Raising the Advocacy and Policy Profile of ASTMH
Kent Campbell, with Ilisa Halpern Paul, Jodie Curtis and Sally Finney
This follow-up report will outline activities of the past three months, during which ASTMH has been very active in Washington, D.C., achieving several early successes in our policy and advocacy efforts.
The newly formed ASTMH Policy and Advocacy Leadership Group first met in December to chart a multi-year plan to raise the society’s profile and capacity in national and global policy, advocacy and legislation.
The key recommendations that emerged from this initial dialog between our government affairs team and our committee are as follows:
With planning completed, we then set about the task of building relationships on Capitol Hill, a step made necessary by the changes in Congressional leadership that took place after the November elections.
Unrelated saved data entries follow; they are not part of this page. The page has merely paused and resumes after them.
PR #5182, opened 2024-12-11
Add a shared actions context structure

### LINKED ISSUE #5119: Combine all Minder PR comments into a single comment
When a new PR comment is added, we should combine it with existing comments from other rules, rather than having Minder create separate comments for each rule.

Out of scope:

- Gitlab

JAORMX:
# Summary

This shared space will allow actions to gather structures or results
that will allow it to aggregate and flush. In more solid terms, we'd be
able to aggregate PR comments, iterate them, and issue just one big
comment.

The intention is for drivers (e.g. the pull request comment alert type) to fetch this from the context and push shared statements (e.g. comments), plus an aggregation handling function that meets the relevant signature. The aggregation function will be called in the end, thus allowing it to gather all comments and publish just one result.

Fixes #5119

# Testing

# Review Checklist:

### DIFF
--- a/internal/engine/executor.go
+++ b/internal/engine/executor.go
@@ -139,21 +139,23 @@ func (e *executor) EvalEntityEvent(ctx context.Context, inf *entities.EntityInfo
 		return fmt.Errorf("error while retrieving profiles and rule instances: %w", err)
 	}
 
+	sacctx, sac := actions.WithSharedActionsContext(ctx)
+
 	// For each profile, get the profileEvalStatus first. Then, if the profileEvalStatus is nil
 	// evaluate each rule and store the outcome in the database. If profileEvalStatus is non-nil,
 	// just store it for all rules without evaluation.
 	for _, profile := range profileAggregates {
 
-		profileEvalStatus := e.profileEvalStatus(ctx, inf, profile)
+		profileEvalStatus := e.profileEvalStatus(sacctx, inf, profile)
 
 		for _, rule := range profile.Rules {
-			if err := e.evaluateRule(ctx, inf, provider, &profile, &rule, ruleEngineCache, profileEvalStatus); err != nil {
+			if err := e.evaluateRule(sacctx, inf, provider, &profile, &rule, ruleEngineCache, profileEvalStatus); err != nil {
 				return fmt.Errorf("error evaluating entity event: %w", err)
 			}
 		}
 	}
 
-	return nil
+	return sac.Flush()
 }
 
 func (e *executor) evaluateRule(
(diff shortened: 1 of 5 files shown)


internal/engine/executor.go
```diff
@@ -138,21 +138,23 @@ func (e *executor) EvalEntityEvent(ctx context.Context, inf *entities.EntityInfo
 		return fmt.Errorf("error while retrieving profiles and rule instances: %w", err)
 	}
 
+	sacctx, sac := actions.WithSharedActionsContext(ctx)
```
evankanderson, line 141: Why not still use `ctx` for `sacctx`?

evankanderson (commented):
How do we see this aggregation working?  To quote from https://github.com/mindersec/minder/issues/5119#issuecomment-2531787062

> If license scanning takes 100ms and static analysis takes 5 minutes, do we add the license scan report right away and then update the comment later when static analysis comes in?

I'm having a little trouble visualizing how this works -- I think this assumes that all the rule eval and actions for a given event happen on the same Minder server?  And we'll end up with something on the event-handling context that allows "enqueue this to be done in the future"?

Thinking about audit logs and splitting action execution from action computation, I'd love to have a _data structure_ for collecting these actions, rather than a list of functions.  Ideallly, this would look like:

```
{notification / reminder edge} --> [visit $foo resource]
[visit $foo resource] -> (per-rule) {rule-eval} -> (per-rule) [eval results] & [action plan?]
[action plan] -> {action-processor} -> [action result]
[eval results] -> {audit-log}
[action result] -> {audit-log}
```

Where `[message]`s are in brackets, and `{computation}` is in braces.

JAORMX:
> How do we see this aggregation working? To quote from [#5119 (comment)](https://github.com/mindersec/minder/issues/5119#issuecomment-2531787062)
> 
> > If license scanning takes 100ms and static analysis takes 5 minutes, do we add the license scan report right away and then update the comment later when static analysis comes in?
> 
> I'm having a little trouble visualizing how this works -- I think this assumes that all the rule eval and actions for a given event happen on the same Minder server?

Right, it assumes an set of profiles will be evaluated for one event in a single Minder server. As is the case today.

> And we'll end up with something on the event-handling context that allows "enqueue this to be done in the future"?
>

In February, Sally, Ilisa, Jodie and I met with staff of selected members of Congress. We focused on introducing ASTMH as a scientific resource in shaping public policy and presented the society’s legislative requests for the current year. The key targets for these meetings were members of the Illinois delegation (because of ASTMH’s headquarters location), members of my home state (Arizona) delegation, and members assigned to the House and Senate appropriations subcommittees that oversee funding for the tropical medicine research and control programs housed at the Department of Defense (DoD), the Centers for Disease Control and Prevention (CDC), the National Institutes of Health (NIH), and the U.S. Agency for International Development (USAID).
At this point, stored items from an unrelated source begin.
PR #5228, opened 2024-12-19
Add `mindev ruletype init` to kick off a rule type

JAORMX:
# Summary

This helps folks set up the basic skeleton for ruletype writing.

Fixes #(related issue)

## Change Type

# Testing

# Review Checklist:


cmd/dev/app/rule_type/init.go
```diff
@@ -0,0 +1,188 @@
...
+
+			return fmt.Errorf("file %s already exists", file)
+		}
+	}
+
+	return nil
+}
+
+func createRuleTypeFile(fileName, name string) error {
+	return createFileWithContent(fileName, fmt.Sprintf(`---
```
evankanderson, line 112: It feels like we should use `text/template` here rather than `fmt.Sprintf`, particularly if we start to input more data before outputting the rule.

cmd/dev/app/rule_type/init.go
```diff
@@ -0,0 +1,188 @@
...
+    expect: "pass"
+    entity: &test-repo
+      type: repository
+      entity:
+        owner: "coolhead"
+        name: "haze-wave"
+    # http:
+    #   body_file: HTTP_BODY_FILE
+    # git:
+    #   repo_base: REPO_BASE_PATH
```
evankanderson, line 164: It feels like these could benefit from a bit more documentation in a comment, e.g.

These introductory discussions with House and Senate staff went well. The staffers showed an interest in ASTMH, expressed support for our priority concerns, and expressed willingness to work with us.
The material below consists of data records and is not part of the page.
PR #5292, opened 2025-01-13
Add alias to data source reference

eleftherias:
# Summary

Add an alias to a data source reference in the rule type, so the data source can be referenced in the Rego code with an alias different than its name.

If we include data sources in a bundle, then the name will be namespaced, e.g "custom/my-data-source". This syntax is not easy to refer to in rego code, so instead we can use an alias.

Example:
```
  eval:
    type: rego
    data_sources:
      - name: osv
        alias: vulnerability-db
```

## Change Type

# Testing

# Review Checklist:


rdimitrov (commented):
What would happen in case there's 2 data sources with the same alias? I suppose one way is to make ensure they're unique and validate this upon data source creation.

eleftherias:
> What would happen in case there's 2 data sources with the same alias? I suppose one way is to make ensure they're unique and validate this upon data source creation.

Thanks for catching that. Right now it will error on evaluation, but you're right it would be much better to error on creation. I'll update the PR.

We followed these meetings with a second round in March, and ASTMH president-elect Claire Panosian served in my stead. Again, the meetings were strategically focused on members from Claire’s home state (California) and other key members of the funding subcommittees mentioned above.
After our visits to the Hill in January and March, it is clear that this Congress is tracking many health-related concerns. Their challenges, as always, are the scarcity of resources and limited time available to address the myriad priorities of government.
Having said that, some of the leading health care priorities identified by House and Senate Democratic leaders for this year are: reauthorization of the State Children’s Health Insurance Program (SCHIP); reauthorization of the Prescription Drug User Fee Act (PDUFA) (which will likely be linked to reform of the Food and Drug Administration (FDA); and expanded access to care by the uninsured.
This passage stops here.